O processo movido pela Coligação Liberta Luziânia explica que a mulher foi nomeada para o cargo logo após João se exonerar para se candidatar a vereador em 2024. Além disso, outros áudios revelam indícios de mais envolvidos no esquema de corrupção, como o secretário municipal de Saúde Divonei Oliveira de Souza.
De acordo com as provas reunidas na ação, a mulher supostamente envolvida no esquema era orientada por Divonei a atuar em um comitê ligado ao Democracia Cristã, recebendo um salário da Secretaria Municipal de Desenvolvimento Urbano, mas sem comparecer de fato ao órgão público. Essa prática consistia em repassar parte do salário recebido para João Carlos.
Diante das denúncias, um boletim de ocorrência foi registrado na Polícia Civil de Goiás, e a funcionária envolvida no esquema foi exonerada apenas em 31 de dezembro.

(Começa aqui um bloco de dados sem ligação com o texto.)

PR #1299, opened 2025-05-08
PostgreSQL - Remove redundant PermitPool

cipherboy:
Calling `db.SetMaxOpenConns(...)` has the same effect as using a permit
pool; Go will internally do locking and ensure that no more connections
are created.

Adds a test case to verify this behavior, which should allow us to avoid
double locking and the latency that brings with.

---

This is based on #1280 and will be rebased when it lands.

### DIFF
--- a/physical/postgresql/postgresql_test.go
+++ b/physical/postgresql/postgresql_test.go
@@ -542,7 +542,7 @@ func TestPostgreSQLBackend_Parallel(t *testing.T) {
 
 	b := bRaw.(physical.TransactionalBackend)
 
-	// Put should succeed with an error even with massively parallel
+	// Put should succeed without an error even with massively parallel
 	// requests.
 	errors := make([]error, 100)
 	var wg sync.WaitGroup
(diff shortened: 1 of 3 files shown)


physical/postgresql/postgresql_test.go
```diff
@@ -488,3 +490,142 @@ func TestPostgreSQLBackend_PGEnv(t *testing.T) {
...
+		}(j)
+
+		wg.Wait()
+
+		for j := range errors {
+			if errors[j] != nil {
+				t.Fatalf("process %v: %v", j, errors[j])
+			}
+		}
+	}
```
satoqz, line 630: Shouldn't this be outside of the loop?

```suggestion
	}
	
	wg.Wait()

	for j := range errors {
		if errors[j] != nil {
			t.Fatalf("process %v: %v", j, errors[j])
		}
	}
```

satoqz (approved):
Makes sense.

cipherboy:
Thanks @satoqz! I've rebased this one.

cipherboy:
Race test should be happy this time; I forgot to redefine `err` within the goroutine in the test.

cipherboy:
Based on @satoqz's approval and the size and scope of this change, I'm happy merging. Thank you!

O prefeito de Luziânia, Diego Sorgatto, nega ter conhecimento do caso e garante que tomará providências caso seja notificado sobre o processo em andamento na 19ª Zona Eleitoral.
A reportagem do Metrópoles tentou contatar os envolvidos no escândalo, mas não obteve retorno até o momento. O espaço fica aberto para possíveis manifestações futuras. Esse caso de corrupção choca a população de Luziânia e coloca em xeque a integridade do Poder Executivo da cidade. Novos desdobramentos são aguardados à medida que a investigação avança.